What do you say to this question?

It is to the US what EKG is to the UK, or Saaz to CZ. The defining American hop taste.


----------



## hamstringsally (12/6/10)

jyo said:


> I first started out using Cascade when doing kits. Absolutely love it. Great in combo with Amarillo, Simcoe, Centennial and Saaz and have recently mixed it with Styrian Goldings as a flavour addition in a pale ale- still in ferment. Can't get enough of it in my beers.




hey jyo which would you say works best with cascade out of the few you mentioned? i love little creatures pale ale and all it has in it is cascade. some at start of boil then 20 min in then 5 to go at the end then dry hop after boil. what would work good to tweak the flavor a bit?


----------



## Kai (12/6/10)

It's also worth getting into some Tasmanian Cascade if you can find some. They're different, but good.


----------



## jyo (12/6/10)

hamstringsally said:


> hey jyo which would you say works best with cascade out of the few you mentioned? i love little creatures pale ale and all it has in it is cascade. some at start of boil then 20 min in then 5 to go at the end then dry hop after boil. what would work good to tweak the flavor a bit?



Personally, in APA's I love Cascade for my first 2 additions, (60 min and 30 min) and I like to finsh off with a combo of Cascade and either Amarillo, Simcoe or Galaxy :icon_drool2: :icon_drool2: (which I forgot to mention earlier). Chinook is a must (IMO) as a finisher (last 15mins or flameout) if you want something like LCPA. Others may chime in and give you some extra tips.

I meant to update on the PA with Styrian. I really only used it up because it had been in the freezer for a couple of years and I didn't want to waste it. I bittered with 35 grams of Styrian for 60mins, and the other additions were Cascade. Usual simple house APA grain bill: 4.5 kg galaxy malt, 300 crystal, 300 carapils.... It has a really smooth and rounded bitterness, I am shit at describing flavours  . A combination that I will try again.


----------



## technoicon (17/6/10)

really love this hop to. I have used it in multiple beers. usually as a flavoring hop, and mixed i with nelson sav make's an awesome beer!

cheers


----------



## MarkBastard (17/6/10)

Little Creatures IPA is a great example of this hop. 55 IBU, all Cascade. Not sure if that includes Tas Cascade though.


----------



## andy081969 (29/6/14)

Got a brew fermenting on this hop at the moment - used from start of boil right to the end and will be dry hopping as well - style is a apa and cannot wait to get this in the keg


----------



## Lord Raja Goomba I (9/7/14)

I'm starting to lean towards Cascade being a much underrated hop (by me that is).

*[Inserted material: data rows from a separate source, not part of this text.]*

PR #1672, opened 2025-03-17
feat: ability to execute external providers

leseb:
# What does this PR do?

Providers that live outside of the llama-stack codebase are now
supported.
A new property `external_providers_dir` has been added to the main
config and can be configured as follow:

```
external_providers_dir: /etc/llama-stack/providers.d/
```

Where the expected structure is:

```
providers.d/
  inference/
    custom_ollama.yaml
    vllm.yaml
  vector_io/
    qdrant.yaml
```

Where `custom_ollama.yaml` is:

```
adapter:
  adapter_type: custom_ollama
  pip_packages: ["ollama", "aiohttp"]
  config_class: llama_stack_ollama_provider.config.OllamaImplConfig
  module: llama_stack_ollama_provider
api_dependencies: []
optional_api_dependencies: []
```

Obviously the package must be installed on the system, here is the
`llama_stack_ollama_provider` example:

```
$ uv pip show llama-stack-ollama-provider
Using Python 3.10.16 environment at: /Users/leseb/Documents/AI/llama-stack/.venv
Name: llama-stack-ollama-provider
Version: 0.1.0
Location: /Users/leseb/Documents/AI/llama-stack/.venv/lib/python3.10/site-packages
Editable project location: /private/var/folders/mq/rnm5w_7s2d3fxmtkx02knvhm0000gn/T/tmp.ZBHU5Ezxg4/ollama/llama-stack-ollama-provider
Requires:
Required-by:
```

Closes: https://github.com/meta-llama/llama-stack/issues/658

### DIFF
--- a/.github/workflows/test-external-providers.yml
+++ b/.github/workflows/test-external-providers.yml
@@ -1,0 +1,93 @@
+name: Test External Providers
+
+on:
+  push:
+    branches: [ main ]
+  pull_request:
+    branches: [ main ]
+
+jobs:
+  test-external-providers:
+    runs-on: ubuntu-latest
+    steps:
+      - name: Checkout repository
+        uses: actions/checkout@v4
+
+      - name: Install uv
+        uses: astral-sh/setup-uv@v5
+        with:
+          python-version: "3.10"
+
+      - name: Install Ollama
+        run: |
+          curl -fsSL https://ollama.com/install.sh | sh
+
+      - name: Pull Ollama image
+        run: |
+          ollama pull llama3.2:3b-instruct-fp16
+
+      - name: Start Ollama in background
+        run: |
+          nohup ollama run llama3.2:3b-instruct-fp16 --keepalive=30m > ollama.log 2>&1 &
+
+      - name: Set Up Environment and Install Dependencies
+        run: |
+          uv sync --extra dev --extra test
+          uv pip install -e .
+
+      - name: Install Ollama custom provider
+        run: |
+          mkdir -p tests/external-provider/llama-stack-provider-ollama/src/
+          cp -a llama_stack/providers/remote/inference/ollama/ tests/external-provider/llama-stack-provider-ollama/src/llama_stack_provider_ollama
+          uv pip install tests/external-provider/llama-stack-provider-ollama
+
+      - name: Create provider configuration
+        run: |
+          mkdir -p /tmp/providers.d/remote/inference
+          cp tests/external-provider/llama-stack-provider-ollama/custom_ollama.yaml /tmp/providers.d/remote/inference/custom_ollama.yaml
+
+      - name: Wait for Ollama to start
+        run: |
+          echo "Waiting for Ollama..."
+          for i in {1..30}; do
+            if curl -s http://localhost:11434 | grep -q "Ollama is running"; then
+              echo "Ollama is running!"
+              exit 0
+            fi
+            sleep 1
+          done
+          echo "Ollama failed to start"
+          ollama ps
+          ollama.log
+          exit 1
+
+      - name: Start Llama Stack server in background
+        env:
+          INFERENCE_MODEL: "meta-llama/Llama-3.2-3B-Instruct"
+        run: |
+          source .venv/bin/activate
+          nohup uv run llama stack run tests/external-provider/llama-stack-provider-ollama/run.yaml --image-type venv > server.log 2>&1 &
+
+      - name: Wait for Llama Stack server to be ready
+        run: |
+          echo "Waiting for Llama Stack server..."
+          for i in {1..30}; do
+            if curl -s http://localhost:8321/v1/health | grep -q "OK"; then
+              echo "Llama Stack server is up!"
+              if grep -q "remote::custom_ollama from /tmp/providers.d/remote/inference/custom_ollama.yaml" server.log; then
+                echo "Llama Stack server is using custom Ollama provider"
+                exit 0
+              else
+                echo "Llama Stack server is not using custom Ollama provider"
+                exit 1
+              fi
+            fi
+            sleep 1
+          done
+          echo "Llama Stack server failed to start"
+          cat server.log
+          exit 1
+
+      - name: run inference tests
+        run: |
+          uv run pytest -v tests/integration/inference/test_text_inference.py --stack-config="http://localhost:8321" --text-model="meta-llama/Llama-3.2-3B-Instruct" --embedding-model=all-MiniLM-L6-v2
--- a/docs/source/providers/external.md
+++ b/docs/source/providers/external.md
@@ -1,0 +1,234 @@
+# External Providers
+
+Llama Stack supports external providers that live outside of the main codebase. This allows you to:
+- Create and maintain your own providers independently
+- Share providers with others without contributing to the main codebase
+- Keep provider-specific code separate from the core Llama Stack code
+
+## Configuration
+
+To enable external providers, you need to configure the `external_providers_dir` in your Llama Stack configuration. This directory should contain your external provider specifications:
+
+```yaml
+external_providers_dir: /etc/llama-stack/providers.d/
+```
+
+## Directory Structure
+
+The external providers directory should follow this structure:
+
+```
+providers.d/
+  remote/
+    inference/
+      custom_ollama.yaml
+      vllm.yaml
+    vector_io/
+      qdrant.yaml
+    safety/
+      llama-guard.yaml
+  inline/
+    inference/
+      custom_ollama.yaml
+      vllm.yaml
+    vector_io/
+      qdrant.yaml
+    safety/
+      llama-guard.yaml
+```
+
+Each YAML file in these directories defines a provider specification for that particular API.
+
+## Provider Types
+
+Llama Stack supports two types of external providers:
+
+1. **Remote Providers**: Providers that communicate with external services (e.g., cloud APIs)
+2. **Inline Providers**: Providers that run locally within the Llama Stack process
+
+## Known External Providers
+
+Here's a list of known external providers that you can use with Llama Stack:
+
+| Type | Name | Description | Repository |
+|------|------|-------------|------------|
+| Remote | KubeFlow Training | Train models with KubeFlow | [llama-stack-provider-kft](https://github.com/opendatahub-io/llama-stack-provider-kft) |
+
+### Remote Provider Specification
+
+Remote providers are used when you need to communicate with external services. Here's an example for a custom Ollama provider:
+
+```yaml
+adapter:
+  adapter_type: custom_ollama
+  pip_packages:
+  - ollama
+  - aiohttp
+  config_class: llama_stack_ollama_provider.config.OllamaImplConfig
+  module: llama_stack_ollama_provider
+api_dependencies: []
+optional_api_dependencies: []
+```
+
+#### Adapter Configuration
+
+The `adapter` section defines how to load and configure the provider:
+
+- `adapter_type`: A unique identifier for this adapter
+- `pip_packages`: List of Python packages required by the provider
+- `config_class`: The full path to the configuration class
+- `module`: The Python module containing the provider implementation
+
+### Inline Provider Specification
+
+Inline providers run locally within the Llama Stack process. Here's an example for a custom vector store provider:
+
+```yaml
+module: llama_stack_vector_provider
+config_class: llama_stack_vector_provider.config.VectorStoreConfig
+pip_packages:
+  - faiss-cpu
+  - numpy
+api_dependencies:
+  - inference
+optional_api_dependencies:
+  - vector_io
+provider_data_validator: llama_stack_vector_provider.validator.VectorStoreValidator
+container_image: custom-vector-store:latest  # optional
+```
+
+#### Inline Provider Fields
+
+- `module`: The Python module containing the provider implementation
+- `config_class`: The full path to the configuration class
+- `pip_packages`: List of Python packages required by the provider
+- `api_dependencies`: List of Llama Stack APIs that this provider depends on
+- `optional_api_dependencies`: List of optional Llama Stack APIs that this provider can use
+- `provider_data_validator`: Optional validator for provider data
+- `container_image`: Optional container image to use instead of pip packages
+
+## Required Implementation
+
+### Remote Providers
+
+Remote providers must expose a `get_adapter_impl()` function in their module that takes two arguments:
+1. `config`: An instance of the provider's config class
+2. `deps`: A dictionary of API dependencies
+
+This function must return an instance of the provider's adapter class that implements the required protocol for the API.
+
+Example:
+```python
+async def get_adapter_impl(
+    config: OllamaImplConfig, deps: Dict[Api, Any]
+) -> OllamaInferenceAdapter:
+    return OllamaInferenceAdapter(config)
+```
+
+### Inline Providers
+
+Inline providers must expose a `get_provider_impl()` function in their module that takes two arguments:
+1. `config`: An instance of the provider's config class
+2. `deps`: A dictionary of API dependencies
+
+Example:
+```python
+async def get_provider_impl(
+    config: VectorStoreConfig, deps: Dict[Api, Any]
+) -> VectorStoreImpl:
+    impl = VectorStoreImpl(config, deps[Api.inference])
+    await impl.initialize()
+    return impl
+```
+
+## Dependencies
+
+The provider package must be installed on the system. For example:
+
+```bash
+$ uv pip show llama-stack-ollama-provider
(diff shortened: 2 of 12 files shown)


leseb:
TODO: add doc instruction on how to write an external provider and configure a llama-stack instance of it.

booxter:
Would it make sense to use some manager for entrypoints like `stevedore` that would refer to python package names instead of file paths?

leseb:
> stevedore

Never heard of it, I'll do some more exploration. Thanks!

leseb:
Closing for now, discussed offline with @ashwinb and we prefer to have an RFC first, which will supersede https://github.com/meta-llama/llama-stack/issues/658. Thanks!

ashwinb:
cc @raghotham let's consider this and allow folks to "bring your own providers to the Stack"

llama_stack/distribution/datatypes.py
```diff
@@ -114,7 +114,11 @@ class DistributionSpec(BaseModel):
 class Provider(BaseModel):
     provider_id: str
     provider_type: str
-    config: Dict[str, Any]
+    config: Any
+    provider_path: Optional[str] = Field(
```
ashwinb, line 118: I think we should do this slightly different. A provider here is an _instance_ -- notice how there  is an `identifier` tied to it. For example, you can have two instances of vLLM going each serving some model. 

What we need is an extension to the `provider_registry`. We need to be able to construct `ProviderSpec` objects from some kind of a config / extension yaml file. Once that is done, everything should work transparently without needing any other changes.

ashwinb (changes requested):
See inline comment about where the extension point should be executed.

llama_stack/distribution/datatypes.py
leseb: Ok, thanks PTAL :)

llama_stack/distribution/datatypes.py
```diff
@@ -202,6 +202,11 @@ class StackRunConfig(BaseModel):
         description="Configuration for the HTTP(S) server",
     )
 
+    external_providers_dir: Optional[str] = Field(
```
ashwinb, line 205: so this makes it work for "run" but what about "build"? should there be an extension point for building all the code that is necessary to run the external providers?

leseb: You're right, only "run" is covered today. If we agree with the approach I can expand it to build. What do you think?

booxter:
This seems like a good direction. I wonder if the YAML format for provider specs should be adopted for in-tree providers too, to avoid two separate code paths to define these. (python vs yaml)

raghotham:
> This seems like a good direction. I wonder if the YAML format for provider specs should be adopted for in-tree providers too, to avoid two separate code paths to define these. (python vs yaml)

Yes, having the same format would be best. Just need to make sure we are backwards compatible across all providers if we move away from python for in-tree.

We should also add some error checking (ideally on the client side) to see if some providers cannot be added - because the distro server doesnt have the python packages needed for the provider.

leseb:
@ashwinb can you take another look? Thanks!

@booxter @raghotham the format change for in-tree and client validation will be handled as a separate PR if you don't mind.

.github/workflows/test-external-providers.yml
```diff
@@ -0,0 +1,89 @@
...
+    steps:
+      - name: Checkout repository
+        uses: actions/checkout@v4
+
+      - name: Install uv
+        uses: astral-sh/setup-uv@v5
+        with:
+          python-version: "3.10"
+
+      - name: Install Ollama
```
booxter, line 21: we could probably spin ollama stuff into an action that we could re-use everywhere.

.github/workflows/test-external-providers.yml
```diff
@@ -0,0 +1,89 @@
...
+    branches: [ main ]
+  pull_request:
+    branches: [ main ]
+
+jobs:
+  test-external-providers:
+    runs-on: ubuntu-latest
+    steps:
+      - name: Checkout repository
+        uses: actions/checkout@v4
```
booxter, line 14: (No action required here) would be nice to pin these going forward: https://github.com/meta-llama/llama-stack/pull/1776

.github/workflows/test-external-providers.yml
```diff
@@ -0,0 +1,89 @@
...
+          nohup ollama run llama3.2:3b-instruct-fp16 > ollama.log 2>&1 &
+
+      - name: Set Up Environment and Install Dependencies
+        run: |
+          uv sync --extra dev --extra test
+          uv pip install -e .
+
+      - name: Clone Ollama provider
+        run: |
+          git clone https://github.com/leseb/llama-stack-provider-ollama.git
```
booxter, line 40: I don't think we should depend on a repo external to the organization for CI. Would it make sense to keep everything related to the test run in-tree? I think the main point is that the directory is outside the expected location; which can be configured without an external repo.

docs/source/providers/external.md
```diff
@@ -0,0 +1,175 @@
...
+- The adapter configuration
+- Required dependencies
+- API dependencies
+
+Here's an example for a custom Ollama provider:
+
+```yaml
+adapter:
+  adapter_type: custom_ollama
+  pip_packages: ["ollama", "aiohttp"]
```
booxter, line 45: it works; though using this other syntax is usually more common for YAML:

```
pip_packages:
- ollama
- aiohttp
```

docs/source/providers/external.md
```diff
@@ -0,0 +1,175 @@
...
+### Dependencies
+
+- `api_dependencies`: List of Llama Stack APIs that this provider depends on
+- `optional_api_dependencies`: List of optional Llama Stack APIs that this provider can use
+
+## Required Implementation
+
+External providers must expose a `get_adapter_impl()` function in their module that takes two arguments:
+1. `config`: An instance of the provider's config class
+2. `deps`: A dictionary of API dependencies
```
booxter, line 70: Since we are defining an external interface, perhaps we should consider if the names chosen are ideal here:

- what does "adapter" mean in `get_adapter_impl`? Should it be `get_provider_impl` perhaps?
- would it make sense to rename `deps` into `api_dependencies` to mimic the field name from YAML?

docs/source/providers/external.md
```diff
@@ -0,0 +1,175 @@
...
+
+```toml
+[project]
+name = "llama-stack-provider-ollama"
+version = "0.1.0"
+description = "Ollama provider for Llama Stack"
+requires-python = ">=3.10"
+dependencies = ["llama-stack", "pydantic", "ollama", "aiohttp"]
+
+[build-system]
```
booxter, line 116: Should we recommend a (niche) build system configuration here?

docs/source/providers/external.md
```diff
@@ -0,0 +1,175 @@
...
+uv pip install -e .
+```
+
+5. Configure Llama Stack to use external providers:
+
+```yaml
+external_providers_dir: /etc/llama-stack/providers.d/
+```
+
+The provider will now be available in Llama Stack with the type `remote::custom_ollama`.
```
booxter, line 149: should it always be "remote"?

docs/source/providers/external.md
```diff
@@ -0,0 +1,175 @@
...
+
+3. **Dependencies**: Only include the minimum required dependencies in your provider package.
+
+4. **Documentation**: Include clear documentation in your provider package about:
+   - Installation requirements
+   - Configuration options
+   - Usage examples
+   - Any limitations or known issues
+
+5. **Testing**: Include tests in your provider package to ensure it works correctly with Llama Stack.
```
booxter, line 165: Recommend running the relevant integration tests from the main test suite?

docs/source/providers/external.md
```diff
@@ -0,0 +1,175 @@
...
+
+## Troubleshooting
+
+If your external provider isn't being loaded:
+
+1. Check that the `external_providers_dir` path is correct and accessible
+2. Verify that the YAML files are properly formatted
+3. Ensure all required Python packages are installed
+4. Check the Llama Stack serverlogs for any error messages
```
booxter, line 174: nit: server logs

llama_stack/distribution/distribution.py
```diff
@@ -59,11 +70,65 @@ def providable_apis() -> List[Api]:
     return [api for api in Api if api not in routing_table_apis and api != Api.inspect and api != Api.providers]
 
 
-def get_provider_registry() -> Dict[Api, Dict[str, ProviderSpec]]:
+def get_provider_registry(config: Optional[StackRunConfig] = None) -> Dict[Api, Dict[str, ProviderSpec]]:
```
booxter, line 73: nit: we can use `StackRunConfig | None` syntax for all supported Pythons.

llama_stack/distribution/distribution.py
```diff
@@ -59,11 +70,65 @@ def providable_apis() -> List[Api]:
...
+
+        for api in providable_apis():
+            api_dir = os.path.join(external_providers_dir, api.name.lower())
+            if not os.path.exists(api_dir):
+                logger.debug(f"No external provider directory found for {api.name}")
+                continue
+
+            # Look for provider spec files in the API directory
+            for filename in os.listdir(api_dir):
+                if not filename.endswith(".yaml"):
```
booxter, line 110: Use glob module to filter out by name pattern?

llama_stack/distribution/distribution.py
```diff
@@ -59,11 +70,65 @@ def providable_apis() -> List[Api]:
...
+                    logger.debug(f"Skipping non-YAML file {filename}")
+                    continue
+
+                provider_type = os.path.splitext(filename)[0]
+                spec_path = os.path.abspath(os.path.join(api_dir, filename))
+                logger.info(f"Loading provider(s) spec from {spec_path}")
+
+                try:
+                    with open(spec_path, "r") as f:
```
booxter, line 119: nit: `r` is redundant since it's the default

llama_stack/distribution/distribution.py
```diff
@@ -59,11 +70,65 @@ def providable_apis() -> List[Api]:
...
+                continue
+
+            # Look for provider spec files in the API directory
+            for filename in os.listdir(api_dir):
+                if not filename.endswith(".yaml"):
+                    logger.debug(f"Skipping non-YAML file {filename}")
+                    continue
+
+                provider_type = os.path.splitext(filename)[0]
+                spec_path = os.path.abspath(os.path.join(api_dir, filename))
```
booxter, line 115: nit: api_dir is already absolute due to line 99

llama_stack/distribution/distribution.py
```diff
@@ -59,11 +70,65 @@ def providable_apis() -> List[Api]:
...
+                    spec = remote_provider_spec(
+                        api=api,
+                        adapter=adapter,
+                        api_dependencies=[Api(dep) for dep in spec_data.get("api_dependencies", [])],
+                    )
+                    provider_type = f"remote::{adapter.adapter_type}"
+                    logger.info(f"Loaded remote provider spec for {provider_type} from {spec_path}")
+                    ret[api][provider_type] = spec
+                except Exception as e:
+                    logger.error(f"Failed to load provider spec from {spec_path}: {e}")
```
booxter, line 133: It would be nice to report YAML parsing errors separate from provider class initialization errors. Maybe use multiple except statements for each logical block?

llama_stack/distribution/distribution.py
```diff
@@ -59,11 +70,65 @@ def providable_apis() -> List[Api]:
...
+                        spec_data = yaml.safe_load(f)
+
+                    # Convert YAML data to ProviderSpec
+                    adapter = AdapterSpec(**spec_data["adapter"])
+                    spec = remote_provider_spec(
+                        api=api,
+                        adapter=adapter,
+                        api_dependencies=[Api(dep) for dep in spec_data.get("api_dependencies", [])],
+                    )
+                    provider_type = f"remote::{adapter.adapter_type}"
```
booxter, line 129: this being hardcoded as `remote` seems wrong (in some cases). Should this be part of dir structure similar to the in-tree? Or have a new root type, e.g. `external::`?

llama_stack/distribution/distribution.py
```diff
@@ -59,11 +70,65 @@ def providable_apis() -> List[Api]:
...
+                    logger.info(f"Loaded remote provider spec for {provider_type} from {spec_path}")
+                    ret[api][provider_type] = spec
```
booxter, line 131: This allows to override the default provider with the same name, right? Is it a potential problem? (Maybe inform the user this is happening with a warning at least?)

.github/workflows/test-external-providers.yml
leseb: yeah at one point we should!

docs/source/providers/external.md
leseb: Someone, I couldn't get it to work with it. I'll look again.

docs/source/providers/external.md
leseb: I think so? It depends how we see things, an externally providing Provider could be seen as an inline Provider I suppose. But it's still out of the tree so...

llama_stack/distribution/distribution.py
leseb: I originally used a root type to represent the provider type but I wasn't sure if it was needed. Does it make sense to have an inline out-of-tree provider?

llama_stack/distribution/distribution.py
leseb: Yes!

llama_stack/distribution/distribution.py
booxter: I think so. How are they different in terms of whether someone would like to build a custom provider without contributing it upstream in-tree?

leseb: You're right, let me change to reflect that.

leseb: Updated!

docs/source/providers/external.md
leseb: Removed!

.github/workflows/test-external-providers.yml
leseb: Ok I added this as a separate commit in case maintainers think otherwise https://github.com/meta-llama/llama-stack/pull/1672/commits/f0a3c2e01f6e527f1db7e341cb98679d35eacb1f

booxter (approved):
It's fine. One thing that could be improved is de-duplicating the code for test provider. Basically, instead of copy pasting the implementation to another directory, we could prepare a tmpdir with the necessary files (most of them copied verbatim from the "real" ollama provider subtree). Otherwise, we'll have to patch the test provider every time we patch the "real" provider.)

leseb:
> It's fine. One thing that could be improved is de-duplicating the code for test provider. Basically, instead of copy pasting the implementation to another directory, we could prepare a tmpdir with the necessary files (most of them copied verbatim from the "real" ollama provider subtree). Otherwise, we'll have to patch the test provider every time we patch the "real" provider.)

Yes, I was trying to avoid that with symlinks first (but the package install would fail). Agree that the duplication is not ideal I can give this another try but would like to move fw with this too :)

leseb:
> > It's fine. One thing that could be improved is de-duplicating the code for test provider. Basically, instead of copy pasting the implementation to another directory, we could prepare a tmpdir with the necessary files (most of them copied verbatim from the "real" ollama provider subtree). Otherwise, we'll have to patch the test provider every time we patch the "real" provider.)
> 
> Yes, I was trying to avoid that with symlinks first (but the package install would fail). Agree that the duplication is not ideal I can give this another try but would like to move fw with this too :)

@booxter no more dups!

booxter (approved):

docs/source/providers/external.md
ashwinb: ++ @booxter

ashwinb: I think we can erase the adapter vs provider distinction. It hasn't proven useful.

docs/source/providers/external.md
ashwinb: yeah it depends. the notion of `inline::` providers exists for the local "I got everything going on my little box" use case. Maybe external providers don't need to exist for this use case, but maybe there's no reason to preclude that either.

llama_stack/distribution/datatypes.py
ashwinb: OK sounds good.

ashwinb: Can we add in the description that provider code / deps must have been built already? Otherwise it will not work.

ashwinb (approved):
amazing! thank you so much and many apologies for being AWOL. 🙏

leseb:
Just gave it a final spin after a rebase, and it's all green! Merging now :)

I've always been on Citra bandwagon (and will remain so), and love a good Nelson Sauvin. Been always keen to try out newer hops as they came out (Galaxy, Mosaic, etc).

But I'm finally finding that I actually like Cascade enough as a hop for itself. I don't think I'd ever use it alone, but finding I really like what it brings to the table when offset with fruitier, less citrusy hops.

Doing a DIPA with it and Simcoe at the moment and chucked it in with some Citra and CTZ. Seems to work a treat, fermenter smell indicative.


----------



## Yob (9/7/14)

I think NZ cascade is the best of the bunch Goomba, got an Amarillo NZ cascade in while I'm away, when I get home I'll dry hop it and cc the bastard, really looking forward to it


----------



## Lord Raja Goomba I (9/7/14)

I think you'll need it, mate. All the best too.

I've heard that about NZ cascade, might get some in.


----------



## Phoney (9/7/14)

What's the difference between NZ cascade & US cascade? (besides where they're grown of course)


----------



## peas_and_corn (10/7/14)

The location of the farm affects the flavour properties of the hops. NZ hops tend to be more tropical


----------



## Donske (10/7/14)

Lord Raja Goomba I said:


> But I'm finally finding that I actually like Cascade enough as a hop for itself. *I don't think I'd ever use it alone,* but finding I really like what it brings to the table when offset with fruitier, less citrusy hops.


I think Cascade is one of the few hops that can stand on it's own in a SMaSH APA and not come across as a single hop beer.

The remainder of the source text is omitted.